У пешеходов, как и у шоферов, была общая проблема: дорога. Иной раз, чтобы пройти по улице, приходилось нарушать правила и выходить на правую сторону, чтобы обойти рытвину или яму. Разгильдяи не всегда огораживали ямы, подвалы, и дело доходило до трагедии. Так, 29 и 30 июня 1923 года в Москве шел сильный дождь, а вернее, ливень. Вода затопила тротуары на Неглинной улице (тогда Неглинном проезде). Когда наконец вода сошла, то в подвале ресторана «Риш» нашли утонувшую женщину. Дело в том, что незадолго до ливня перед рестораном провалился тротуар. Провал заделали, но плохо, и когда произошло наводнение, халтурное сооружение под женщиной рухнуло и она упала в яму. Говорили, что в ту же яму провалился и ребенок.
Были в Москве ямы и побольше. В октябре 1925 года в Водопьяном переулке, который соединял Мясницкую улицу с Уланским переулком (теперь его нет, а на его месте Тургеневская площадь), в яму провалилась ломовая лошадь, и пожарные вместе с милиционерами два часа вытаскивали ее с помощью деревянного подъемника и наконец вытащили.
Многие улицы в Москве были вымощены булыжником. До революции булыжники подгонялись один к другому, пространство между ними засыпалось в основном мелким гравием, а также песком. Когда ремонтировали мостовые в двадцатые годы, то подгонять булыжник к булыжнику не старались, а промежутки между камнями засыпали песком. Песок, естественно, уносился дождем, выветривался, засорял буксы трамвайных вагонов, водостоки, а в сухую и ветреную погоду превращался в тучи пыли, которые, как в Сахаре, носились над городом. Ездить же по разбитым мостовым было сущим наказанием. Один иностранец, побывавший в Москве в 1931 году, описывая свою поездку на автомобиле по Тверской улице, сравнивал себя с путешествующим «в бурном море в утлой лодочке».

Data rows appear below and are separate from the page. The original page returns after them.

PR #4671, opened 2020-12-27
Adding in a setting to never blind pick, it's annoying many people.

jayRyan24:


profiles/base.yaml
```diff
@@ -817,6 +817,7 @@ consumable_lockboxes:
 
 # pick.lic settings for live boxes
 # https://elanthipedia.play.net/Lich_script_repository#pick
+never_blind_pick: false
 stop_pick_on_mindlock: true
 pick_blind: false
```
KatoakDR, line 822: Could we leverage the existing `pick_blind: false` setting instead of add a new setting?

pick.lic
```diff
@@ -344,7 +345,11 @@ class LockPicker
     when *@pick_quick
       pick_speed(box, 'quick')
     when *@pick_blind
-      pick_speed(box, 'blind')
+      if @never_blind_pick
+        pick_speed(box, 'quick')
```
KatoakDR, line 349: This new setting can conflict with the existing `pick_blind: true` because the speed is overwritten in the `pick_speed(..)` method itself. I vote for modifying the `pick_speed(..)` method to not do blind if `pick_blind: false`, so moving your logic a bit.

Original logic:
```ruby
  def pick_speed(box, speed)
    if @settings.pick_blind && DRSkill.getxp('Locksmithing') < 34
      @original_speed = speed != 'blind' ? speed : nil
      speed = 'blind'
    end
    # .. snip ..
  end
```

Proposed change: something like this
```ruby
  def pick_speed(box, speed)
    # If we don't want to pick blind, throttle back.
    if @settings.pick_blind == false && speed == 'blind'
      speed = 'quick'
    end
    # If we want to pick blind, speed it up.
    if @settings.pick_blind && DRSkill.getxp('Locksmithing') < 34
      @original_speed = speed != 'blind' ? speed : nil
      speed = 'blind'
    end
    waitrt?
    # .. snip ..
  end
```

profiles/base.yaml
jayRyan24: No, this should be "always_blind_pick".

pick.lic
jayRyan24: Hm, I didn't see this. I'll need to look into this, since blind picking is occurring with blind pick set to false. Thanks!

jayRyan24: So, pick_blind is forcing the system to _always_ pick blind (and should frankly be renamed to `always_pick_blind`. So, my change is saying "even if my skill is able to blind pick this, never do it". Am I missing something here?

KatoakDR: > So, pick_blind is forcing the system to always pick blind (and should frankly be renamed to always_pick_blind)

Yep

> So, my change is saying "even if my skill is able to blind pick this, never do it". Am I missing something here?

To avoid having to mutually exclusive flags for the script, my suggestion is to have logic one way or the other based on the value of a single flag. 

For example, what should happen in this scenario?
pick_blind: true
never_blind_pick: true

Rather than have that ambiguous scenario, modify the script such that `pick_blind: true` always tries to do blind and `pick_blind: false` never attempts blind (will use quick, normal, careful).

jayRyan24: This doesn't work. Sometimes people don't want it to always blind pick, but do want it to when capable. You are missing a logic gate.

jayRyan24: If you can show me how to implement this with 1 setting for the same results, I will do so, but I don't see it.

KatoakDR: > Sometimes people don't want it to always blind pick, but do want it to when capable

That's fair

> If you can show me how to implement this with 1 setting for the same results, I will do so, but I don't see it.

What's rolling around in my head now to support the 3 logic gates is continue to use the one existing setting, `pick_blind` but modify the script to support a third new value, but also be backwards compatible with the old true or false values.

For example, legacy use of the variable will be:
```yaml
pick_blind: true    # always pick blind, live dangerously :)
pick_blind: false   # pick blind when it's "safe" to do so
```
New use of the variable will be:
```yaml
pick_blind: always    # same as legacy value 'true'
pick_blind: capable  # same as legacy value 'false'
pick_blind: never      # new value: never pick blind. ever. fastest possible will be 'quick'
```
During script init, would read the yaml value and if it's true or false then map those to the new values, else use the value as-is. If the configured value isn't one of the allowed values, print warning and fallback to a safe default of "capable" or "never".

Thoughts?

jayRyan24: Your asking for a logical rewrite with a check for deprecated code to be hard coded into the system. Also, 'capable' as a setting seems super ambiguous. I will rename pick_blind to `always_pick_blind` and make that have a deprecation check, but would rather not do all this rigmarole for something so simple.

jayRyan24: If that's not good enough, I will simply close this and ignore it.

KatoakDR (approved):
Giving my approval to clear the air that I'm onboard with your revised approach since I was advocating for something different earlier. Thanks!

profiles/base.yaml
```diff
@@ -817,8 +817,12 @@ consumable_lockboxes:
 
 # pick.lic settings for live boxes
 # https://elanthipedia.play.net/Lich_script_repository#pick
+# Set to false if you want to pick all boxes ignoring exp mind states.
 stop_pick_on_mindlock: true
-pick_blind: false
```
rpherbig, line 821: Removing `pick_blind` from `base.yaml` means a bunch of YAMLs checked into `/profiles` suddenly become invalid. That's why the TravisCI build is failing.

rpherbig:
✔️ Code changes look good, ready to merge once the build passes.

profiles/base.yaml
KatoakDR: Could the test script be updated in this PR to handle the renamed setting?

`dr-scripts/test/test_valid_yaml.rb:32`

jayRyan24:
@rpherbig Should be good to go, thank you.

PR #4674, opened 2020-12-28
Adding a pray-chadatru script for t2 use

jayRyan24:
For use with t2. I will move the core as a call to crossing-training after this is merged.


pray-chadatru.lic
```diff
@@ -0,0 +1,37 @@
+custom_require.call(%w[common drinfomon common-travel])
```
rpherbig, line 1: 💡 Elanthipedia documentation

PR #4684, opened 2021-01-03
Adding empathylink to repo.

Dartellum:
Adding empathylink to repo. 

Added `noheal_empathylink:` for the list of people not to heal.

### DIFF
--- a/empathylink.lic
+++ b/empathylink.lic
@@ -9,10 +9,11 @@ class Empathylink
     if UserVars.empathylink.nil?
       UserVars.empathylink=Hash.new
     end
-    populate_noheal_list
     settings = get_settings
     @buddies = settings.hunting_buddies
     @use_hodierna = settings.has_hodierna
+    noheal = settings.noheal_empathylink
+    populate_noheal_list(noheal)
     in_room = DRRoom.pcs
     while true
       in_room.each do | target |
@@ -25,11 +26,12 @@ class Empathylink
     end
   end
 
-  def populate_noheal_list
+  def populate_noheal_list(noheal)
     ### This setting is to never heal the people listed here even if on
     ### hunting_buddies list.
-    #UserVars.empathylink['xxxx'] = 2496928411
-    #UserVars.empathylink['xxxx'] = 2496928411
+    noheal.each do | no_heal |
+      UserVars.empathylink[no_heal] = 2496928411
+    end
   end
 
   def should_heal?(target)
--- a/empathylink.lic
+++ b/empathylink.lic
@@ -1,0 +1,118 @@
+=begin
+  Documentation: https://elanthipedia.play.net/Lich_script_repository#empathylink
+=end
+
+custom_require.call(%w[common drinfomon equipmanager])
+
+class Empathylink
+  def initialize
+    if UserVars.empathylink.nil?
+      UserVars.empathylink=Hash.new
+    end
+    populate_noheal_list
+    settings = get_settings
+    @buddies = settings.hunting_buddies
+    @use_hodierna = DRC.get_settings.hashodierna
+    in_room = DRRoom.pcs
+    while true
+      in_room.each do | target |
+        if shouldheal(target)
+          touch(target)
+        end
+      end
+      pause 0.5
+      in_room = DRRoom.pcs
+    end
+  end
+
+  def populate_noheal_list
+    #UserVars.empathylink['xxxx'] = 2496928411
+    #UserVars.empathylink['xxxx'] = 2496928411
+  end
+
+  def shouldheal(target)
+    now = Time.now.to_i
+    healTime = UserVars.empathylink[target]
+    if healTime.nil? or now > healTime and Script.running?('combat-trainer')
+      pause 5
+      if DRRoom.pcs.include?(target) and  @buddies.include?(target)
+        #echo "Should heal #{target}"
+        return true
+      end
+    end
+    #echo "Shouldn't heal #{target}"
+    return false
+  end
+
+  def touch(target)
+    pause_script('combat-trainer') if Script.running?('combat-trainer')
+    waitrt?
+    case DRC.bput("touch #{target}",
+        "You touch",
+        "You lay your hand on",
+        "Touch what",
+        "I could not find",
+        "You rest your hand on")
+    when 'You touch','You lay your hand on', 'You rest your hand on'
+      if @use_hodierna == true
+        hodierna_heal_patient(target)
+      else
+        heal_patient(target)
+      end
+    when 'Touch what', 'I could not find'
+      echo "Failed to establish link with #{target}"
+      UserVars.empathylink[target] = Time.now.to_i + 1800 # Put them on hold for 30m
+    end
+  end
+
+  def hodierna_heal_patient(target)
+    echo "In hodierna healing patient"
+    case DRC.bput("link #{target} persistent",
+      'gradually strengthening the fragile diagnostic link',
+      'I could not find',
+      'You have not established an empathic link',
+      'You already have a persistent empathic link')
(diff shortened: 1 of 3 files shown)


empathylink.lic
```diff
@@ -0,0 +1,118 @@
...
+          touch(target)
+        end
+      end
+      pause 0.5
+      in_room = DRRoom.pcs
+    end
+  end
+
+  def populate_noheal_list
+    #UserVars.empathylink['xxxx'] = 2496928411
```
rpherbig, line 29: After reading through the script, I think the value of this hash is the next time that person can be checked. I read 'noheal' as 'people to never heal'. Do you think this could be confusing to users of this script?

empathylink.lic
```diff
@@ -0,0 +1,118 @@
...
+
+class Empathylink
+  def initialize
+    if UserVars.empathylink.nil?
+      UserVars.empathylink=Hash.new
+    end
+    populate_noheal_list
+    settings = get_settings
+    @buddies = settings.hunting_buddies
+    @use_hodierna = DRC.get_settings.hashodierna
```
rpherbig, line 15: If this is a new setting, it needs to be in `base.yaml`. I would also suggest renaming it to `has_hodierna`.

Would it be possible to do a room check or something instead?

rpherbig, line 15: This should reuse `settings`, not make another call to `get_setttings`

empathylink.lic
```diff
@@ -0,0 +1,118 @@
...
+      in_room = DRRoom.pcs
+    end
+  end
+
+  def populate_noheal_list
+    #UserVars.empathylink['xxxx'] = 2496928411
+    #UserVars.empathylink['xxxx'] = 2496928411
+  end
+
+  def shouldheal(target)
```
rpherbig, line 33: What do you think about renaming this to `should_heal?` (note the `_` and `?`)?

empathylink.lic
```diff
@@ -0,0 +1,118 @@
...
+        #echo "Should heal #{target}"
+        return true
+      end
+    end
+    #echo "Shouldn't heal #{target}"
+    return false
+  end
+
+  def touch(target)
+    pause_script('combat-trainer') if Script.running?('combat-trainer')
```
rpherbig, line 48: I highly recommend scoping the `unpause_script` to the same function as the `pause_script`. If I'm reading this right, `combat-trainer` could be paused here and never unpaused if we enter the case on line 62.

rpherbig:
How does this script differ from `healer` or `smarttransfer`?

empathylink.lic
```diff
@@ -0,0 +1,118 @@
+=begin
+  Documentation: https://elanthipedia.play.net/Lich_script_repository#empathylink
```
rpherbig, line 2: How does this script differ from `healer` or `smarttransfer`?

Dartellum: Smarttransfer and healer are not setup to work in combat. This script creates links with people in your hunting-buddies list to link with, with Hodierna, to keep the buddies wound free.

empathylink.lic
Dartellum: All the time Ceindrech has used this the script never stayed paused. I will look into it though.

empathylink.lic
Dartellum: I can do that.

empathylink.lic
Dartellum: Right.

Dartellum: Right for adding to base.yaml. The @buddies pulls all your buddies in and then it only performs the link on those in the room.

empathylink.lic
Dartellum: I commented out the names that were in there and left them as an example. So, if you have a name here to never heal and the name was on your buddies list, no healing would occur.

Dartellum: Added comment for clarification in script.

empathylink.lic
Dartellum: Changed.

Dartellum: Added to base.

:question: Would it be possible to do a room check or something instead? It does a room check and compares room PCs to buddies list to touch.

empathylink.lic
Dartellum: Put unpause in same def as pause. I also made def p_script and u_script to call for the pauses - in case I still need to add them to other defs.

Dartellum:
Let me have Ceindrech run this for a bit.

profiles/base.yaml
```diff
@@ -103,6 +103,8 @@ dance_actions:
 - weave
 # how many times to retry a failed analyze when using Analyze in training_abilities
 combat_analyze_retry_count: 3
+# Empath setting for using script empathylink script for combat.
```
rpherbig, line 106: 💡 Does this need to be clearer on how true vs false alter the script's behavior, or would that be intuitive for empath players?

rpherbig:
> Let me have Ceindrech run this for a bit.

✔️ Code looks fine, let me know when you're ready for this to be merged.

profiles/base.yaml
Dartellum: I can make clearer. :)

empathylink.lic
```diff
@@ -0,0 +1,130 @@
...
+=end
+
+custom_require.call(%w[common drinfomon equipmanager])
+
+class Empathylink
+  def initialize
+    if UserVars.empathylink.nil?
+      UserVars.empathylink=Hash.new
+    end
+    populate_noheal_list
```
jandersson, line 12: What is this? I couldn't find it in the repository. It's going to raise an exception.

empathylink.lic
```diff
@@ -0,0 +1,130 @@
...
+    settings = get_settings
+    @buddies = settings.hunting_buddies
+    @use_hodierna = settings.has_hodierna
+    in_room = DRRoom.pcs
+    while true
```
jandersson, line 17: This is going to loop forever as far as i can tell. Do you want this? **documentation nudge**

empathylink.lic
Dartellum: populate_noheal_list is a function just down from there, line 28.

empathylink.lic
jandersson: I like to use the pull request description as a first draft of documentation - you can write it there if inclined. Highly recommended if you respect reviewers time.

Dartellum: Yes, we want it to loop because you start it and let it run. Then, when hunting, it will check if buddies are in the room, make a link, and start the healing.

jandersson: Do you want it to check if leaves the room or anything? seems risky if any random script triggers that causes you to move to the bank or somesuch.

Dartellum: Although, I am going to change the no heal list from populating here to inside your yaml.

Dartellum:
This PR is ready.

profiles/base-empty.yaml
```diff
@@ -96,4 +96,5 @@ empty_values:
   hollow_eve_loot_container: []
   wands: []
   wand_watcher_no_use_scripts: []
-  wand_watcher_no_use_rooms: []
\ No newline at end of file
+  wand_watcher_no_use_rooms: []
+  noheal_empathylink: []
```
rpherbig, line 100: This should _also_ be in `base.yaml`

Dartellum: I think I did put in base but forgot to add to her. Let me check. :smile:

Dartellum: Okay, added and committed to the files.

rpherbig:
There's a merge conflict that needs resolved before I can merge the PR

Dartellum:
> There's a merge conflict that needs resolved before I can merge the PR

Fixed. Second time was the charm. :smile:

PR #4679, opened 2020-12-31
[script] [spellmonitor] consolidate logic and fix for barbarians

KatoakDR:
### Background
* While playing a barbarian without the [Powermonger](https://elanthipedia.play.net/Powermonger) mastery, noticed that `DRSpells.active_spells` was empty despite having multiple abilities and buffs on.
* Prompted [this](https://discord.com/channels/745675889622384681/745675890242879671/794012967652950017) Discord question.
* Which led to [this](https://discord.com/channels/745675889622384681/745696628714897508/794040128308903977) Discord journey.
* Upon review, the regular expressions for the barbarian and non-barbarian code paths weren't really that different and the XML stream received as a Barbarian, Warrior Mage, Paladin, Moon Mage, and Ranger -- with and without cyclics, and with and without buffs from wands or self-cast buffs -- were consistent.

### Changes
* Consolidate the logic for parsing spells -- there are no longer guild specific code paths
* Use named groups in regular expressions to simplify extracting matches (e.g. spell name and duration)
* Handle oddity where DragonRealms uses unicode codepoint 32 as "whitespace" before/within/after spell names and could not be trimmed via Ruby's [String.strip](https://ruby-doc.org/core-2.5.5/String.html#method-i-strip) method
* Document the XML data that's being parsed and scenarios that each regular expression is matching for

PR #4693, opened 2021-01-06
[script] [spellmonitor] Fix: add parens to support OR expression

KatoakDR:
### Background
* The recent update to spellmonitor per https://github.com/rpherbig/dr-scripts/pull/4679 introduced a bug for Clerics using the Osrel Meraud spell -- the regex was not performing an OR between `indefinite|om` because the parens in that expression were actually escaped to match literally, not as a "either this or that" expression.
* This caused combat-trainer to repeatedly try to cast buffs because it didn't realize the spells were active.

### Changes
* Add () around `indefinite|om` regex to be an OR expression

## Tests

_[Koujia](https://discord.com/channels/745675889622384681/745676326190579843/796257768154726432) in the Lich discord tested the change._

```
--- Lich: exec1 active.

[exec1: {"Osrel Meraud"=>75, "Benediction"=>1000, "Shield of Light"=>1000, "Minor Physical Protection"=>1000, "Persistence of Mana"=>1000}]
```

### DIFF
--- a/spellmonitor.lic
+++ b/spellmonitor.lic
@@ -127,7 +127,7 @@ spell_action = proc do |server_string|
       # Spell fading away
       spell = Regexp.last_match[:spell]
       duration = 0
-    when /(?<spell>[^<>]+?)\s+\((?:indefinite|om)\)/i
+    when /(?<spell>[^<>]+?)\s+\((?<duration>indefinite|om)\)/i
       # Cyclic spell or Osrel Meraud cyclic spell
       spell = Regexp.last_match[:spell]
       duration = UNKNOWN_DURATION
--- a/spellmonitor.lic
+++ b/spellmonitor.lic
@@ -127,7 +127,7 @@ spell_action = proc do |server_string|
       # Spell fading away
       spell = Regexp.last_match[:spell]
       duration = 0
-    when /(?<spell>[^<>]+?)\s+\(indefinite|OM\)/i
+    when /(?<spell>[^<>]+?)\s+\((?:indefinite|om)\)/i
       # Cyclic spell or Osrel Meraud cyclic spell
       spell = Regexp.last_match[:spell]
       duration = UNKNOWN_DURATION


spellmonitor.lic
```diff
@@ -127,7 +127,7 @@ spell_action = proc do |server_string|
       # Spell fading away
       spell = Regexp.last_match[:spell]
       duration = 0
-    when /(?<spell>[^<>]+?)\s+\(indefinite|OM\)/i
+    when /(?<spell>[^<>]+?)\s+\((?:indefinite|om)\)/i
```
KatoakDR, line 130: I mistakenly read `\(` as the start of a regular `(` but, in fact, that was an escaped literal parenthesis, not the start of regex group. This fix puts `indefinite|om` inside a regex group so the `|` is treated as logical OR.

spellmonitor.lic
```diff
@@ -127,7 +127,7 @@ spell_action = proc do |server_string|
       # Spell fading away
       spell = Regexp.last_match[:spell]
       duration = 0
-    when /(?<spell>[^<>]+?)\s+\((?:indefinite|om)\)/i
+    when /(?<spell>[^<>]+?)\s+\((?<duration>indefinite|om)\)/i
```
KatoakDR: I mistakenly read `\(` as the start of a regular `(` but, in fact, that was an escaped literal parenthesis, not the start of regex group. This fix puts `indefinite|om` inside a regex group so the `|` is treated as logical OR.

spellmonitor.lic
```diff
@@ -127,7 +127,7 @@ spell_action = proc do |server_string|
       # Spell fading away
       spell = Regexp.last_match[:spell]
       duration = 0
-    when /(?<spell>[^<>]+?)\s+\(indefinite|OM\)/i
+    when /(?<spell>[^<>]+?)\s+\((?<duration>indefinite|om)\)/i
```
KatoakDR, line 130: I mistakenly read `\(` as the start of a regular `(` but, in fact, that was an escaped literal parenthesis, not the start of regex group. This fix puts `indefinite|om` inside a regex group so the `|` is treated as logical OR.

Автомобиль с первых дней своего появления стал врагом пешеходов. «Московский автомобиль, — писала одна из газет в 1922 году, — это кошмар нашей жизни. Напившись бензину, они носятся как бешеные, не признавая правил движения (а правил-то и не было. — Г. А). Взяли себе за правило «срезать углы», из-за чего некоторые столбы на углах исковерканы». Большинство машин тогда было иностранных, но появлялись и отечественные. Первый советский автомобиль «АМО» мог развивать скорость 75–80 километров в час! Прибор, измеряющий пройденный автомобилем путь и скорость, назывался «верстометр».